[Collected data entries]
=== Section Start ===
PR #1696, opened 2018-06-03
DRY `tags_max` calculation in _layouts/tags.html

e28eta:
It was being done twice, and it doesn't seem to need to be.

### DIFF
--- a/_layouts/tags.html
+++ b/_layouts/tags.html
@@ -4,13 +4,14 @@ layout: archive
 
 {{ content }}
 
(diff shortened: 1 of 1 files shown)


e28eta:
Again, thanks for all the hard work you do on this theme! As I was working on #1697, I saw this potential opportunity to clean it up.

I wasn't sure if you'd want both of these changes, so for simplicity I split it up.

mmistakes:
Thanks for this. Looks good!

PR #1697, opened 2018-06-03
Add minimum_tag_count param to _layouts/tags.html

e28eta:
Adds a `page` parameter `minimum_tag_count`. Any tags with *fewer* than `minimum_tag_count` (no bounds checking, less than 1 is like 1) will be omitted from the tags page.

My tags (currently) outnumber the posts, and I felt it was really noisy going to the Tags page and seeing a long list of tags with only one post. So, adding this parameter allows adding `minimum_tag_count: 2` to the front matter of the Tags page, and it hides any tag with just 1 post.

It *is* semi-broken because the tag on the post links to the Tags page, which then doesn't have that tag.

Thanks for all the awesome work on this theme, and I won't mind if you don't think this is right for the project (or if there's a better way to achieve this). I had the idea, tried it out, and thought it might be worth sharing. I don't know if this is useful enough to merge, or if I'm in the minority wanting this feature.

### DIFF
--- a/_layouts/tags.html
+++ b/_layouts/tags.html
@@ -1,8 +1,11 @@
 ---
 layout: archive
+minimum_tag_count: 1
 ---
 
 {{ content }}
+
+{% assign tags_min = page.minimum_tag_count %}
 
 <ul class="taxonomy__index">
   {% assign tags_max = 0 %}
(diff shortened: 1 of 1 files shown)


mmistakes:
I can see the utility of this, but as you mention it breaks the anchor references to tags that might be omitted on the "tag archive page".

This seems like the perfect use case for doing a local override of the layout if it's something you need.

Thanks for taking the time to submit the PR. I'll give it the **enhancement** tag so others can potentially find it in the closed issues and use if they'd like.

PR #1701, opened 2018-06-09
Include a default title_separator

Matir:
The current code prevented any separator being included when site.title_separator was unset.


mmistakes:
Looks good, thanks!

PR #1728, opened 2018-07-03
Changes to list of files that can be deleted

hello-w0r1d:
Removing the minimal-mistakes-jekyll.gemspec file breaks the ability to run locally using "bundle exec jekyll serve".


mmistakes:
You shouldn't be using the gemspec file. That is for development only.
Instead it should be replaced with a [`Gemfile`](https://mmistakes.github.io/minimal-mistakes/docs/quick-start-guide/#migrating-to-gem-version) and depending on if you're self-hosting or using GitHub Pages you'll either add `gem "jekyll"` or `gem "github-pages"` to it.

mmistakes:
Also forking the theme is discouraged. If installed as a ruby gem or using `remote_theme` the issue with the `.gemspec` file doesn't exist.

PR #1741, opened 2018-07-10
Update french labels

flohw:
Here are some updates on french labels.

A lot of time since I used the theme. It's usage as a ruby gem is a lot easier for updates ! Thank you for that ! 😃


mmistakes:
Thanks as always!

PR #1751, opened 2018-07-19
trival_fix_of_doc

qudongfang:
if `minimal-mistakes-jekyll.gemspec` is deleted, `Gemfile` should be deleted too,
otherwise there will be an error when you run  `jekyll serve` 
such as "There was an error parsing `Gemfile`: There are no gemspecs at /tmp/minimal-mistakes-master. Bundler cannot continue."

### DIFF
--- a/docs/_docs/01-quick-start-guide.md
+++ b/docs/_docs/01-quick-start-guide.md
@@ -92,6 +92,7 @@ If you forked or downloaded the `minimal-mistakes-jekyll` repo you can safely re
 - `/test`
 - `CHANGELOG.md`
 - `minimal-mistakes-jekyll.gemspec`
+- `Gemfile`
 - `README.md`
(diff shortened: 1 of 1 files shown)


mmistakes:
`Gemfile` is needed. I guess the docs could be more descriptive and explain that the `Gemfile` in the root of the project needs to be updated as  in it's current state it's for development only.

[This section is where I explain that](https://mmistakes.github.io/minimal-mistakes/docs/quick-start-guide/#migrating-to-gem-version). I think the only issue is when people fork the theme. They really shouldn't be starting with the root files as they're incomplete and configured for building the theme gem. A better start is the files in [`/docs`](https://github.com/mmistakes/minimal-mistakes/tree/master/docs).

qudongfang:
OK, Thanks. I will close this pull request then.

PR #1756, opened 2018-07-22
Allow time to be shown with a header image overlay

bexelbie:
This fixes the apparent typo that required both the site and page read_time to be true before the time would be shown.


mmistakes:
Thanks for this.

`site.read_time` isn't a thing and was added in error. To put this in-line with [`_includes/archive-single.html`](https://github.com/mmistakes/minimal-mistakes/blob/master/_includes/archive-single.html#L33-L35) you can go with just:

```
{% if page.read_time %}
  ...
{% endif %}
```

And remove `site.page_read_time or`

bexelbie:
@mmistakes PR updated.

PR #2244, opened 2019-08-29
Fix http links to use https

d-Rickyy-b:
Every site should support https by now. Better to link the https sites right away. Both sites do support https at the time I checked.

## Summary
I changed the protocol of some links given in the comments of the config file from http to https since all sites should make use of https in 2019

## Context
This PR is not related to any GitHub issues.


mmistakes:
Looks good. Thanks!

PR #2274, opened 2019-10-04
delete unused files

junsu-ku:


junsu-ku:
oops sorry i made a mistake this is not my page...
=== Section End ===
What number of lines in the data above include the string "deleted"? Answer with that number only.

2